# Description of the task:
Within the data below, count every line that includes "prevent" and report the total alone.

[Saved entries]
PR #21531, opened 2023-01-18
🪟🔧 Refactor ConnectorsView

### LINKED ISSUE #20706: Refactor ConnectorsView
The ConnectorsView component is using mostly custom styling, which causes it to look slightly different than the rest of the webapp in some cases and be less responsive than possible. The component should be cleaned up, both from a technical perspective and a usability perspective:
* Get rid of styled components
* Get rid of large margins and paddings to layout the form, instead rely on default table layouting
* Use standard form components for the "New connector" modal
* Properly show loading state while connector version is upgraded
* Do not conditionally hide the "Upgrade all" button, instead make it disabled with a tooltip to explain everything is up to date

## Acceptance criteria

* No styled components and as little hardcoded widths and custom styles as possible, relying on component library
* It's obvious when a connector is currently in the process of being updated
* The upgrade button does not disappear after clicking

flash1293:
## What

Fixes https://github.com/airbytehq/airbyte/issues/20706

## How

The following changes have been done:
* Remove styled component from and extend the indicator component so it can render invisible - this makes it easy for things to be aligned which have a leading optional indicator like in the connectors table
* Instead of rendering a custom string for custom connectors, use a badge like for alpha and beta connectors
* Show a loading indicator in the "Upgrade" button while a single connector is updating
* Do not show the loading indicator for connectors that don't actually update when hitting "Upgrade all" (only the ones that are actually upgradable at the moment)
* Remove styled components from different parts of the connectors table
* To prevent often occurring re-render of full table, introduce a context to pass down the loading state to each individual loading button
* Use standard components for the "Add custom connector" dialog
* Always show the "Upgrade all" button so the layout doesn't jump due to it


airbyte-webapp/src/pages/SettingsPage/pages/ConnectorsPage/SourcesPage.tsx
```diff
@@ -15,33 +15,39 @@ const SourcesPage: React.FC = () => {
 
   const [isUpdateSuccess, setIsUpdateSuccess] = useState(false);
   const [feedbackList, setFeedbackList] = useState<Record<string, string>>({});
+  const feedbackListRef = useRef(feedbackList);
+  feedbackListRef.current = feedbackList;
```
lmossman, line 19: Why was this change made? And is it intentional that this change was only made to SourcesPage and not also to DestinationsPage?

Side note: it seems like the logic in those two components is almost exactly the same, so a lot of it could be moved into the `ConnectorsView` component, with props to differentiate between the source- or destination-specific methods. What do you think? Could also be done in a separate PR if you'd prefer - just thought I'd call it out here since we are already refactoring in this PR

airbyte-webapp/src/pages/SettingsPage/pages/ConnectorsPage/components/CreateConnectorModal.tsx
```diff
@@ -98,167 +43,149 @@ const CreateConnectorModal: React.FC<CreateConnectorModalProps> = ({ onClose, on
...
-                    <FormattedMessage id="form.add" />
-                  </Button>
-                </div>
-              </ButtonContent>
-            </Form>
-          )}
-        </Formik>
-      </Content>
-    </Modal>
+    <Formik
```
lmossman, line 46: Just curious, why did you move the `Formik` outside of the `Modal`?

lmossman (approved):
A couple questions but nothing truly blocking. LGTM and seems to work well from local testing

airbyte-webapp/src/pages/SettingsPage/pages/ConnectorsPage/SourcesPage.tsx
flash1293: I meant to do the same change for the destination, thanks for catching this. This is done to prevent a full re-render of the table on state change of the feedback list. If onUpdateVersion changes, then renderColumns changes here https://github.com/airbytehq/airbyte/blob/fd9185363e94b8c7241c23e6d3bd18b37454174c/airbyte-webapp/src/pages/SettingsPage/pages/ConnectorsPage/components/ConnectorsView.tsx#L124

which in turn means the columns object passed to the table changes here: https://github.com/airbytehq/airbyte/blob/fd9185363e94b8c7241c23e6d3bd18b37454174c/airbyte-webapp/src/pages/SettingsPage/pages/ConnectorsPage/components/ConnectorsView.tsx#L151

which should be avoided (the docs say that the columns should be memoized: https://react-table-v7.tanstack.com/docs/api/useTable which means if they change reference it's pretty expensive)

Issue #21492, opened 2023-01-17
Performance - background json schema validation


colesnodgrass:
This is a potential low-hanging issue that was discovered in one of Davin's tests, and it may be responsible for some of the speed-up seen when parallelizing the message-processing.

I'm going to attempt to do this behind a feature-flag, so I'll be going through the process of getting the proper accounts setup to get this working.

colesnodgrass:
Fixed in airbytehq/airbyte-platform-internal#4758

PR #21534, opened 2023-01-18
add perf feature-flag; ensure compatability with LaunchDarkly (LDv5) users

colesnodgrass:
## What
- part of #21492 
- update feature-flag client capabilities
    - updated `ConfigFileClient` to support passing in a `null` config file path
        - if a `null` config is provided, the requested feature-flag default values will always be returned
        - this was changed to make instantiating the `FeatureFlagClient` easier
    - enable the `Multi` contexts to work with LDv5
        - convert the context-key to LDv5 user attributes so feature-flags can be correctly targeted 
    - pass LDv6 contexts as LDv5 user attributes
        - as our LaunchDarkly account does not yet have access to contexts, this ensures that our `Context` attributes are set correctly on the LaunchDarkly user
- add `performance.backgroundJsonSchemaValidation` feature flag
    - to both the `flags.yml` and `Flags.kt` files

## Recommended reading order
1. `Flags.kt`
2. `flags.yml`
3. `Context.kt`
4. `Client.kt`
5. tests


airbyte-featureflag/src/main/kotlin/config/Factory.kt
```diff
@@ -20,22 +19,22 @@ internal const val CONFIG_OSS_KEY = "airbyte.feature-flag.path"
...
-    @Requirements(
-        Requires(property = CONFIG_OSS_KEY),
-        Requires(missingProperty = CONFIG_LD_KEY),
-    )
-    fun Platform(@Property(name = CONFIG_OSS_KEY) configPath: String): FeatureFlagClient {
-        val path = Path.of(configPath)
+    @Requires(missingProperty = CONFIG_LD_KEY)
+    @Singleton
+    fun ConfigFileClient(@Property(name = CONFIG_OSS_KEY) configPath: String): FeatureFlagClient {
+        val path: Path? = if (configPath.isNotBlank()) {
```
jdpgrailsdev, line 33: Out of curiosity, Kotlin doesn't have a more succinct way to represent this type of if/else?  Or, are you just avoiding using a ternary or elvis operator for stylistic/readability reasons?

jdpgrailsdev (approved):
:shipit:

benmoriceau (approved):

gosusnp (approved):

PR #21541, opened 2023-01-18
[Connector Builder] Move start/end time options out of optional block

lmossman:
## What
As discussed in this [slack thread](https://airbytehq-team.slack.com/archives/C03TP6W8081/p1673563857960709?thread_ts=1673562210.818799&cid=C03TP6W8081), we want to make the start/end time request option configurations more visible by default by moving them out of the Optional block.

## How
Rearrange the fields in the stream slicer component to be outside of the BuilderOptional block.


flash1293 (approved):
LGTM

# Exercise response:
2